__Task statement__: For the entries below, the expected answer is the line with "PR #3822, opened 2022-01-10", the line with "These exceptions are", and every line between them, exactly as written, and nothing more.

Source data Start Marker

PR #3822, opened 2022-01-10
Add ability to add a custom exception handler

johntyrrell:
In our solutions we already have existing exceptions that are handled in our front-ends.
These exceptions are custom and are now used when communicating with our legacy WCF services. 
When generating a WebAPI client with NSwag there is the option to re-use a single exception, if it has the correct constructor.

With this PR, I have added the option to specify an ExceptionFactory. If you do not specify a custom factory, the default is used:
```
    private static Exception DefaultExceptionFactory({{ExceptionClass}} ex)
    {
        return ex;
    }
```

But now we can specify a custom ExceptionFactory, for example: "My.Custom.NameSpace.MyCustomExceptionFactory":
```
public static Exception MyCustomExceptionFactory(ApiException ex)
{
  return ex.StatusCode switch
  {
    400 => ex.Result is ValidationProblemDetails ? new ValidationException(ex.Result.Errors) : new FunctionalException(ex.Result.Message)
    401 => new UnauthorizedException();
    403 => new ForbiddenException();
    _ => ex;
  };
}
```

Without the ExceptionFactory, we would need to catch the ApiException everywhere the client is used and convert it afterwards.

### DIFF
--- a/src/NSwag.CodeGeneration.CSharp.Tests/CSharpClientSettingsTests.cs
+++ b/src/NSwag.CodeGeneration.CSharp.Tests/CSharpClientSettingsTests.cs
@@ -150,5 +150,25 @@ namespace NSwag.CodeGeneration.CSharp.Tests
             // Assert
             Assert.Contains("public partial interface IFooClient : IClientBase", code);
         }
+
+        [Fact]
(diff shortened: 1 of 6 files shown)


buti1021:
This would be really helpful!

Source data End Marker
Source data Start Marker

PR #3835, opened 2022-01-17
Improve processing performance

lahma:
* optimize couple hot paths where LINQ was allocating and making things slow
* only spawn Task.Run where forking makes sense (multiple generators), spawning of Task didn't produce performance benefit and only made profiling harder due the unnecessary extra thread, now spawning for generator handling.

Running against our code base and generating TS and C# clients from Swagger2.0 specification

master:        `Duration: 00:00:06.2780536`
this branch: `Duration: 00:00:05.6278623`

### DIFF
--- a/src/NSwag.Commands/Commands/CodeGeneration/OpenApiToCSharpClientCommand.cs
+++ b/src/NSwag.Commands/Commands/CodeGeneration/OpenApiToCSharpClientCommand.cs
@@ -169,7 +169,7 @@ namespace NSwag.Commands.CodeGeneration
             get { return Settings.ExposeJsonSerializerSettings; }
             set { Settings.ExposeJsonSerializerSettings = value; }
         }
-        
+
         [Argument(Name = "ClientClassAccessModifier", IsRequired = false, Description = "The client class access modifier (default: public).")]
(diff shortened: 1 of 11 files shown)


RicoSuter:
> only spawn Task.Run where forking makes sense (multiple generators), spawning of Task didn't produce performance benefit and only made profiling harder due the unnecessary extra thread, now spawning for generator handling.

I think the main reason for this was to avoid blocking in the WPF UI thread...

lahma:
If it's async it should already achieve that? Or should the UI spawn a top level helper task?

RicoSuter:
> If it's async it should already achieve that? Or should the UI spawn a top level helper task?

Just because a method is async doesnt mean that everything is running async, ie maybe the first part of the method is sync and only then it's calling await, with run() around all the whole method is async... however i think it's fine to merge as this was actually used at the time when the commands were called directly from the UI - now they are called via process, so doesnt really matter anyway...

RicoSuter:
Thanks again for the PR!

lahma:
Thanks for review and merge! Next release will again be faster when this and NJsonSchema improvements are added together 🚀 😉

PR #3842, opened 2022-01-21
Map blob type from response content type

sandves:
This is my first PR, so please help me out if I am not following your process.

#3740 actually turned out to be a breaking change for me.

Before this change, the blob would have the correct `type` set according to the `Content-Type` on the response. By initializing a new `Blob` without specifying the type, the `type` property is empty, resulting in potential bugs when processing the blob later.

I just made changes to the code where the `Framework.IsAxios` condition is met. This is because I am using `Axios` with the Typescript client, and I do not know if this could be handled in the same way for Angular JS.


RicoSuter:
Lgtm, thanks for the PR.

Source data End Marker

__Reply to the task__:
PR #3822, opened 2022-01-10
Add ability to add a custom exception handler

johntyrrell:
In our solutions we already have existing exceptions that are handled in our front-ends.
These exceptions are custom and are now used when communicating with our legacy WCF services. 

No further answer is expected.